The approach of Corporate Social Responsibility emerged in the early years of the twentieth century with the rise of multi-national (global) corporations. As these business entities gained momentum and expanded their activities around the globe, so did the proliferation of numerous tools, procedures, and standards that sought to produce soft guidance on aspects of human rights, ethics, and the environment. This era of voluntary actions embraced (partially) by corporations, especially with regard to reporting obligations, is about to end very soon. There are some very significant harbingers of change for this. The first harbinger of change is the #europeanunion, which recently approved (as part of a European Parliament decision) the Corporate Sustainability Reporting Directive (#csrd ).

This binding directive (part of the Accounting Directive) is going to be approved by all the institutions of the Union during the coming weeks and will come into effect in 2024 (for 2023 reports). This is the beginning of a real regulatory revolution because this directive (a pan-European law) is going to apply to about 50,000 corporations that will be required to publish a sustainability report. Just for the sake of comparison, today around 15,000 reports are published annually all over the world. This means the expectation is that within three years, five times as many reports will be published, and only in Europe!

These reports are the basis for decision-making processes in the capital markets, especially for institutions that must base their decisions on information that is publicly available. Of course, this motivates, as is happening today in Israel, the creation of professional rating tools that assist institutional investment managers in the decision-making processes and integration of ESG considerations (as required of them by the Israel Capital Market, Savings, and Insurance Authority).

Harbinger of another, much bigger change… is the IFRS Foundation, the largest accounting standard institution in the world. About a year ago, a professional team was established in IFRS for the preparation of regular ESG reporting guidelines (International Sustainability Standards Board (ISSB) On this front as well, the preparatory work is progressing rapidly and it is expected that at the beginning of next year a complete set of accounting reporting guidelines covering the environmental, company and proper management aspects will be put in place. The approach of these two organizations is slightly different, especially with regard to the examination of materiality, i.e. what are the criteria by which it will be decided what is included in the report and what is not.

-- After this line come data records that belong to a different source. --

PR #461, opened 2023-10-16
Added task cloud flags to generate custom cloud assessment workflows

dmoore247:
May close #460, is needed before #459 is finalized.

PR #630, opened 2023-11-27
Added task filtering by cloud

dmoore247:
This will filter out Azure only tasks when on AWS cloud and similarly for all clouds and task types.
This will be useful for cloud specific assessment types such as AWS Instance profiles, Azure service principals etc.

### DIFF
--- a/src/databricks/labs/ucx/framework/tasks.py
+++ b/src/databricks/labs/ucx/framework/tasks.py
@@ -5,6 +5,8 @@ from functools import wraps
 from logging.handlers import TimedRotatingFileHandler
 from pathlib import Path
 
+from databricks.sdk.core import Config
+
 from databricks.labs.ucx.__about__ import __version__
 from databricks.labs.ucx.config import WorkspaceConfig
 from databricks.labs.ucx.framework.logger import _install
@@ -24,6 +26,22 @@ class Task:
     notebook: str = None
     dashboard: str = None
 
+    # if all are False then task is for all clouds
+    is_aws: bool = True
+    is_azure: bool = True
+    is_gcp: bool = True
+
+    def cloud_compatible(self, config: Config) -> bool:
+        """Test compatibility between config and task"""
+        return any(
+            [
+                config.is_aws == self.is_aws,
+                config.is_azure == self.is_azure,
+                config.is_gcp == self.is_gcp,
+                (self.is_aws is False and self.is_azure is False and self.is_gcp is False),
+            ]
+        )
+
 
 @staticmethod
 def _remove_extra_indentation(doc: str) -> str:
@@ -37,7 +55,17 @@ def _remove_extra_indentation(doc: str) -> str:
     return "\n".join(stripped)
 
 
-def task(workflow, *, depends_on=None, job_cluster="main", notebook: str | None = None, dashboard: str | None = None):
+def task(
+    workflow,
+    *,
+    depends_on=None,
+    job_cluster="main",
+    notebook: str | None = None,
+    dashboard: str | None = None,
+    is_azure: bool = True,
+    is_aws: bool = True,
+    is_gcp: bool = True,
+):
     def decorator(func):
         @wraps(func)
         def wrapper(*args, **kwargs):
@@ -79,6 +107,9 @@ def task(workflow, *, depends_on=None, job_cluster="main", notebook: str | None 
             job_cluster=job_cluster,
             notebook=notebook,
             dashboard=dashboard,
+            is_aws=is_aws,
+            is_azure=is_azure,
+            is_gcp=is_gcp,
         )
 
         return wrapper
--- a/src/databricks/labs/ucx/runtime.py
+++ b/src/databricks/labs/ucx/runtime.py
@@ -130,7 +130,7 @@ def assess_pipelines(cfg: WorkspaceConfig):
     crawler.snapshot()
 
 
-@task("assessment")
+@task("assessment", is_azure=True, is_aws=False, is_gcp=False)
 def assess_azure_service_principals(cfg: WorkspaceConfig):
     """This module scans through all the clusters configurations, cluster policies, job cluster configurations,
     Pipeline configurations, Warehouse configuration and identifies all the Azure Service Principals who has been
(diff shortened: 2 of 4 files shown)


src/databricks/labs/ucx/runtime.py
```diff
@@ -130,7 +130,7 @@ def assess_pipelines(cfg: WorkspaceConfig):
     crawler.snapshot()
 
 
-@task("assessment")
+@task("assessment", is_azure=True, is_aws=False, is_gcp=False)
```
william-conti, line 133: Can we have is_azure=True only ? It allows for less boilerplate and easier readability

william-conti (changes requested):

src/databricks/labs/ucx/runtime.py
dmoore247: @william-conti That was considered in the first implementation.. that led to more complex logic evaluation, a bug and made it difficult to evaluate correctness. This is only needed on cloud specific tasks (1 current, 1 planned).

william-conti: Why ? IMO you need to modify cloud_compatible method to compare the current task key and compare it with the conf and done

william-conti (approved):

src/databricks/labs/ucx/framework/tasks.py
```diff
@@ -24,6 +26,22 @@ class Task:
     notebook: str = None
     dashboard: str = None
 
+    # if all are False then task is for all clouds
+    is_aws: bool = True
+    is_azure: bool = True
+    is_gcp: bool = True
```
FastLee, line 32: That's not a clean implementation. Capture the the cloud from the config class.

src/databricks/labs/ucx/framework/tasks.py
```diff
@@ -24,6 +26,22 @@ class Task:
...
+
+    def cloud_compatible(self, config: Config) -> bool:
```
FastLee, line 34: Same as above

src/databricks/labs/ucx/framework/tasks.py
```diff
@@ -79,6 +107,9 @@ def wrapper(*args, **kwargs):
             job_cluster=job_cluster,
             notebook=notebook,
             dashboard=dashboard,
+            is_aws=is_aws,
+            is_azure=is_azure,
+            is_gcp=is_gcp,
```
FastLee, line 112: Same as above

src/databricks/labs/ucx/runtime.py
FastLee, line 133: Use a list to support multiple clouds

src/databricks/labs/ucx/framework/tasks.py
```diff
@@ -37,7 +55,17 @@ def _remove_extra_indentation(doc: str) -> str:
...
+def task(
+    workflow,
+    *,
+    depends_on=None,
+    job_cluster="main",
+    notebook: str | None = None,
+    dashboard: str | None = None,
+    is_azure: bool = True,
+    is_aws: bool = True,
+    is_gcp: bool = True,
```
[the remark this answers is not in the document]
nfx: +1, let's add `cloud` keyword argument and do the logic based on that. having three boolean-true-by-default options will cause more issues in the future.

src/databricks/labs/ucx/framework/tasks.py
nfx: We'll be getting a Cloud enum from SDK soon - see
- https://github.com/databricks/databricks-sdk-py/pull/390
- https://github.com/databricks/databricks-sdk-go/pull/700

src/databricks/labs/ucx/framework/tasks.py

In both of these standards, one of the most important aspects of reporting is the way ESG aspects are managed throughout the organizational management chain (and by the way, this also includes supply chains) and this is where the board members come into the picture. There are specific reporting guidelines that ask who is the most senior management member responsible for auditing and controlling (and also awarding positive compensation for achievements) ESG processes. Communication about how to manage ESG is a core component in the world of reporting and board members are expected to be educated in the field and also to integrate members that it is their professional field, just as there is an obligation to integrate directors with a deep understanding of accounting. Of course, this responsibility is not without risks and therefore requires an in-depth study of the field and the establishment of the required safeguards (responsibilities of office bearers).

What is certain is that the tsunami of regulating ESG reports in the world is making its way these days right to the shores of the corporate world and the financial regulators and business corporation managers would do well to foresee the future and prepare for it now. There is nothing to wait for the ninetieth minute!